— WHAT IS BEING ASKED —
In the listing below, find the line holding "PR #1943, opened 2020-12-03" and the line holding "This PR is the". Write out those two lines and all lines between, exactly, and nothing more.

— TASK INPUT —
⟨

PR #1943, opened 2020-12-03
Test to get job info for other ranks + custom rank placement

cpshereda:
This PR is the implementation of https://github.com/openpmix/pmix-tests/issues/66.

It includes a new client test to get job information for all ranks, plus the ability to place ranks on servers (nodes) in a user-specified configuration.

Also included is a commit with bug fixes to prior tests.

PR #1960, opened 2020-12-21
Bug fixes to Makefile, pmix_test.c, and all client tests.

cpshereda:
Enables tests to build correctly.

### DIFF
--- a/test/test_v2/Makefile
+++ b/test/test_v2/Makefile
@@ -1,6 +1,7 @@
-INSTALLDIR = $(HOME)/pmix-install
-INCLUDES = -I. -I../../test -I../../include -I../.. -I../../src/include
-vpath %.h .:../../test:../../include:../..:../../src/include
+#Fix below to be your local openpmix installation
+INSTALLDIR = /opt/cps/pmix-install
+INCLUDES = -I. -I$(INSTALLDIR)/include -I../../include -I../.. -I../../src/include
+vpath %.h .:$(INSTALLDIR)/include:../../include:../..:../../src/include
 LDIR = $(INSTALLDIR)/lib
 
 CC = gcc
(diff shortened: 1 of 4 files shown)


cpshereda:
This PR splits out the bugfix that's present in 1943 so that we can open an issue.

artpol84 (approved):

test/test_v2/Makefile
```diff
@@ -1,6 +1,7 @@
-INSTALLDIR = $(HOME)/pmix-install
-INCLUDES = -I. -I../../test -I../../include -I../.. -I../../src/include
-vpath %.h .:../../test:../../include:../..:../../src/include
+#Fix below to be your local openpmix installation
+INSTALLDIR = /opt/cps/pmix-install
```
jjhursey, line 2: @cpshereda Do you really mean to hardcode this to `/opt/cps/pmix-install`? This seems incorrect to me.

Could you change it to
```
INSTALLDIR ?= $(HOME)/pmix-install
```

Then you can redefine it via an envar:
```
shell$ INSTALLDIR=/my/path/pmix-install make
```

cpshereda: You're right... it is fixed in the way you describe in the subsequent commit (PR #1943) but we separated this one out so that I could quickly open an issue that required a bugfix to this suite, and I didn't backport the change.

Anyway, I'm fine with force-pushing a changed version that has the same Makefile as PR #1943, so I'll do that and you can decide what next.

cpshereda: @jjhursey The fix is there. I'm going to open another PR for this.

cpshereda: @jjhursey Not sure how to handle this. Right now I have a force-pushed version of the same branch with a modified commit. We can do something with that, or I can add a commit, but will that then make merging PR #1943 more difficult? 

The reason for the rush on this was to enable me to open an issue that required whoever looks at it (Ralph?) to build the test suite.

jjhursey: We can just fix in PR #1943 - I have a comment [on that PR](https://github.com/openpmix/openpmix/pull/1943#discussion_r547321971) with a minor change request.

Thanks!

⟩
⟨

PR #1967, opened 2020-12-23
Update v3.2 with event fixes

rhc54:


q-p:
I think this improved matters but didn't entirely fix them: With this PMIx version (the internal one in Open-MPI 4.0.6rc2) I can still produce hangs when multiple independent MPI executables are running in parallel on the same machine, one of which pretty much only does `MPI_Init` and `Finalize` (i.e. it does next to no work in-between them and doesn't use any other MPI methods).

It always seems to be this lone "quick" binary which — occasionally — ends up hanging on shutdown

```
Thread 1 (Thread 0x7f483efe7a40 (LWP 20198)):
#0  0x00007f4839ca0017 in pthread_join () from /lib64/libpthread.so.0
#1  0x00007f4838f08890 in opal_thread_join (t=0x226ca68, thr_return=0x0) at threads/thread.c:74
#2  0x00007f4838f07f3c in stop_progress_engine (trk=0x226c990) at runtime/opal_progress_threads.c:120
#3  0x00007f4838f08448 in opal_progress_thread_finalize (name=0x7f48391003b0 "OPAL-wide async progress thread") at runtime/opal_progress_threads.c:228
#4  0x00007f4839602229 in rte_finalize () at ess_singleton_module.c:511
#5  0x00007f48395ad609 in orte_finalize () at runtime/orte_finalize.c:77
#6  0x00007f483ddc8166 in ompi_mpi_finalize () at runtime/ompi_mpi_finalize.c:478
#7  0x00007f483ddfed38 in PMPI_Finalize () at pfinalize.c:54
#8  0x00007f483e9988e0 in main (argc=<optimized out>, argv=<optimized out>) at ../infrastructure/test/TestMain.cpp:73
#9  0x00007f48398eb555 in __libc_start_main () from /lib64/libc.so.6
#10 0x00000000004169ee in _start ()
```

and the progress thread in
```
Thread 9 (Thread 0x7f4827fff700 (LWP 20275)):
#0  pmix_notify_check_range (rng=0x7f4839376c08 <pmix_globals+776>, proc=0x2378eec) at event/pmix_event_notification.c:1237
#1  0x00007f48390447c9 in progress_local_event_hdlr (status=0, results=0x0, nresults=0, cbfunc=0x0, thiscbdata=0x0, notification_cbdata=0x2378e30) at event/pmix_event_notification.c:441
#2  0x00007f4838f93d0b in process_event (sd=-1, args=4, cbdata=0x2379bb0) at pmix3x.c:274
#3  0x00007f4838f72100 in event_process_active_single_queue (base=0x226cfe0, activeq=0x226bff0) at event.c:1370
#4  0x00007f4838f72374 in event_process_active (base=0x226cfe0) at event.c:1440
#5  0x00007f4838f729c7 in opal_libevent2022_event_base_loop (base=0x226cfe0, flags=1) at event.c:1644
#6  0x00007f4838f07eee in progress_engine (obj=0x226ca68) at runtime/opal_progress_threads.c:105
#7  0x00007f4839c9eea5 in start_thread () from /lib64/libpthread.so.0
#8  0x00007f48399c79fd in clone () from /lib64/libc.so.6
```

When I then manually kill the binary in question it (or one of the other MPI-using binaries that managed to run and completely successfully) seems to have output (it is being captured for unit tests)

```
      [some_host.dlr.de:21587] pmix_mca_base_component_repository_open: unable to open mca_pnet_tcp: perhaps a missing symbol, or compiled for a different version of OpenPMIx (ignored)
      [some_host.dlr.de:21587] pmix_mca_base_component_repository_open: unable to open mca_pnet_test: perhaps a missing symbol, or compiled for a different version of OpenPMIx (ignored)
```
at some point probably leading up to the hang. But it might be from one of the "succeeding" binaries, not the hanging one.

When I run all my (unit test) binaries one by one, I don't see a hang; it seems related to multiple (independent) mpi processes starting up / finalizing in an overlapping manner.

⟩

— ANSWER SPACE —
PR #1943, opened 2020-12-03
Test to get job info for other ranks + custom rank placement

cpshereda:
This PR is the implementation of https://github.com/openpmix/pmix-tests/issues/66.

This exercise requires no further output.